(What the exercise asks): Scan the records beneath this line for the line holding "StopIteration exceptions raised" and the line holding "## Related Issue", then transcribe exactly those two and all lines between.
[Records shown Boundary: Start]
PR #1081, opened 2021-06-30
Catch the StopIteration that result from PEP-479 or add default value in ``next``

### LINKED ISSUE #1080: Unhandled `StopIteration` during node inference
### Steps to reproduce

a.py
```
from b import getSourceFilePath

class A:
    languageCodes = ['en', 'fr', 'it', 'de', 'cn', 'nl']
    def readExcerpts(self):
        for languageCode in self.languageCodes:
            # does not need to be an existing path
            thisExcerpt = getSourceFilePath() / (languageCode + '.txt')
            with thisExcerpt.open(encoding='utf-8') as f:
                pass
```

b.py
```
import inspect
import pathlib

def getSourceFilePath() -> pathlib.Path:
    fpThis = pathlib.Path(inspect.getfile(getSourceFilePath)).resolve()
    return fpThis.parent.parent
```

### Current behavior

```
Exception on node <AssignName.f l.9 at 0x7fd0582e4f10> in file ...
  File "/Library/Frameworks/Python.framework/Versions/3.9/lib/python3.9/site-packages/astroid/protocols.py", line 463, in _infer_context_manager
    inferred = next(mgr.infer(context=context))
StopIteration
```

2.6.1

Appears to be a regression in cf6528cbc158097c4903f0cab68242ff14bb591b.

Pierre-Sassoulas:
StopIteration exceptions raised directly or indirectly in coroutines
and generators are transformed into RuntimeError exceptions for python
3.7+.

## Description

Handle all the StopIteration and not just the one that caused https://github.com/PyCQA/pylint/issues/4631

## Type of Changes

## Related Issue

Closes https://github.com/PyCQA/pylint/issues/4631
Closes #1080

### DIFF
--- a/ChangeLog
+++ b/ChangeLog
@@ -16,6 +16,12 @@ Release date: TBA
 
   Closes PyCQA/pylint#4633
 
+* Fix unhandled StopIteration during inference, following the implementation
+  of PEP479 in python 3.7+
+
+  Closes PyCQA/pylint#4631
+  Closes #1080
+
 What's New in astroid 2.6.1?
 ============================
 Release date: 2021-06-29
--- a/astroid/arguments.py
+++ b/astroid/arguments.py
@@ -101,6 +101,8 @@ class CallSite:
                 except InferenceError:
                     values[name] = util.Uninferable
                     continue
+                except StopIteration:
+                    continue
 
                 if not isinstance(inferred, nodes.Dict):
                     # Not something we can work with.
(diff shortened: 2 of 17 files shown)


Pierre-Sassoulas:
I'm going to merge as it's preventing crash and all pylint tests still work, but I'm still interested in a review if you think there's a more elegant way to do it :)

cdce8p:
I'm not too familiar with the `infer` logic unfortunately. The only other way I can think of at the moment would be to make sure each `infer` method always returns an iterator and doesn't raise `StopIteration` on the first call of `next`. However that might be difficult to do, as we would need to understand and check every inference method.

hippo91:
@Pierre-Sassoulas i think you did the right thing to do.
[Records shown Boundary: End]
[Records shown Boundary: Start]
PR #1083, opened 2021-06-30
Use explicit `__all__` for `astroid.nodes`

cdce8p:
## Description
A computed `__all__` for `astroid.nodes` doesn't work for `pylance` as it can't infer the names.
[Records shown Boundary: End]
[Records shown Boundary: Start]
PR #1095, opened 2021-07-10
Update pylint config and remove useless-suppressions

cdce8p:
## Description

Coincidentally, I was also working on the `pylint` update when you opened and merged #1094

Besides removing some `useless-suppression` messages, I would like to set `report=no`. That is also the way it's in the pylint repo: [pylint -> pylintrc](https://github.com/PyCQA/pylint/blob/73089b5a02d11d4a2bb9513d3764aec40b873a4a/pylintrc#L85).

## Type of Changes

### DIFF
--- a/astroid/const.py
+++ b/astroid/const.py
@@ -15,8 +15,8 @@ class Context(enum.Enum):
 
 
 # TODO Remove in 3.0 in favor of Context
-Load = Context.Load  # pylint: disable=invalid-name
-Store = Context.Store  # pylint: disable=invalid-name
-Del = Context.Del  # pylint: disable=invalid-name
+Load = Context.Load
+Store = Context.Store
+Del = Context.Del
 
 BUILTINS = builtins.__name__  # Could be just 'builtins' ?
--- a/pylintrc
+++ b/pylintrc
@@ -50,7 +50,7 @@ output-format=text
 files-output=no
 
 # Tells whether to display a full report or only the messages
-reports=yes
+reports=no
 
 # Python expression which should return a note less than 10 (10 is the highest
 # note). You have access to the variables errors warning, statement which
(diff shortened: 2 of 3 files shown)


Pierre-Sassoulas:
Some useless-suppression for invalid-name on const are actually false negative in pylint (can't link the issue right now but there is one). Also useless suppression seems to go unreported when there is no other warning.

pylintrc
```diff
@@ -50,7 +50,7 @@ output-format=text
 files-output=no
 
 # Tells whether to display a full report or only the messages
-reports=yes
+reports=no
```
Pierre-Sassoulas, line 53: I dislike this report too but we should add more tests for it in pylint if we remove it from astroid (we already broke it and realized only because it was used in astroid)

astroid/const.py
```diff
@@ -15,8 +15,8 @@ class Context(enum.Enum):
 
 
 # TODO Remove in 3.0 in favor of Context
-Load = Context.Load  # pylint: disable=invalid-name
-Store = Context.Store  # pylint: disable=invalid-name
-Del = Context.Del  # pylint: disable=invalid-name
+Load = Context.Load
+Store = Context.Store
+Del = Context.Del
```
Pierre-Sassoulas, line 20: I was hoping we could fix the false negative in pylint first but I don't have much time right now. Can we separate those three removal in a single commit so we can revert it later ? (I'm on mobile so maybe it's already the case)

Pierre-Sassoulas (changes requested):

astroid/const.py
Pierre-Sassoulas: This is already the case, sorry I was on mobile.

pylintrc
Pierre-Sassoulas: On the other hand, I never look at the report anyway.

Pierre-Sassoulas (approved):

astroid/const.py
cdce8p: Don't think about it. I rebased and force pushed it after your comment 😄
[Records shown Boundary: End]
(Answer to the exercise):
StopIteration exceptions raised directly or indirectly in coroutines
and generators are transformed into RuntimeError exceptions for python
3.7+.

## Description

Handle all the StopIteration and not just the one that caused https://github.com/PyCQA/pylint/issues/4631

## Type of Changes

## Related Issue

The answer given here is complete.